> Description of the task
For the string "certs", report how many lines in the records below contain it, and nothing more.

> Dataset excerpts
PR #264, opened 2024-10-28
Setup cert-watcher for TA server cert

sky333999:
*Description of changes:* With the current setup, when the TA server certs are rotated, the TA pod is required to be restarted for it to pick up the updated certs - thus requiring explicit intervention.
With this change, we introduce a cert watcher that runs a background watch on the cert files and refreshes anytime a change is detected, thus still preserving connectivity without having to restart the TA pod.

*Testing*:
* Deployed the updated TA image to a dev cluster and executed the following sequence of events:
1. Helm install
2. Confirm collector is able to talk to TA
3. Helm upgrade with no change to simulate a rotation of certs
4. Restart collector pod to pick up new CA bundle on client i.e. collector (but not restart TA intentionally)
5. Confirm collector is still able to talk to TA
* The sequence above would fail prior to this change and passes with the change. Additionally, we see the following log line printed in TA pod logs:
```
{"level":"info","ts":"2024-10-28T23:26:44Z","logger":"controller-runtime.certwatcher","msg":"Updated current TLS certificate"}
```

### DIFF
--- a/cmd/amazon-cloudwatch-agent-target-allocator/config/config.go
+++ b/cmd/amazon-cloudwatch-agent-target-allocator/config/config.go
@@ -4,12 +4,14 @@
 package config
 
 import (
+	"context"
 	"crypto/tls"
 	"crypto/x509"
 	"errors"
 	"fmt"
 	"io/fs"
 	"os"
+	"sigs.k8s.io/controller-runtime/pkg/certwatcher"
 	"time"
 
 	"github.com/go-logr/logr"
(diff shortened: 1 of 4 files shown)


cmd/amazon-cloudwatch-agent-target-allocator/config/config.go
```diff
@@ -207,26 +209,34 @@ func Load() (*Config, string, error) {
...
-	cert, err := tls.LoadX509KeyPair(c.TLSCertFilePath, c.TLSKeyFilePath)
-	if err != nil {
-		return nil, err
-	}
+func (c HTTPSServerConfig) NewTLSConfig(ctx context.Context) (*tls.Config, error) {
 	tlsConfig := &tls.Config{
-		Certificates: []tls.Certificate{cert},
-		ClientAuth:   tls.NoClientCert,
-		MinVersion:   tls.VersionTLS12,
+		MinVersion: tls.VersionTLS12,
```
okankoAMZ, line 221: even though it is not directly related to this PR , can we enforce TLS 1.3?

cmd/amazon-cloudwatch-agent-target-allocator/config/config.go
```diff
@@ -207,26 +209,34 @@ func Load() (*Config, string, error) {
...
+	}
+
+	if tlsConfig.GetCertificate == nil {
```
okankoAMZ, line 224: wouldn't this always be true?

okankoAMZ (commented):
Left few comments going to test it now

okankoAMZ (dismissed):
Tested seems to be working!

musa-asad (approved):

cmd/amazon-cloudwatch-agent-target-allocator/config/config.go
sky333999: yeah i can update that

musa-asad (approved):

PR #304, opened 2025-04-25
Splitting arm/amd tags for operator and target allocator

Paramadon:
# Split Multi-Architecture Image Builds for Better Security Scanning

## Problem
Currently, our operator and target allocator images are built as multi-architecture images, making it difficult to scan individual architecture images

## Solution
Split the build process into three parts:
1. Build individual architecture images
2. Create manifest lists
3. Clean up old images

### Flow Change
Before:
```mermaid
graph TD
    A[Build Multi-Arch Image] --> B[Push to ECR]
    B --> C[Security Scan]
    C --> D[Release]
```

After:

> Task solution
2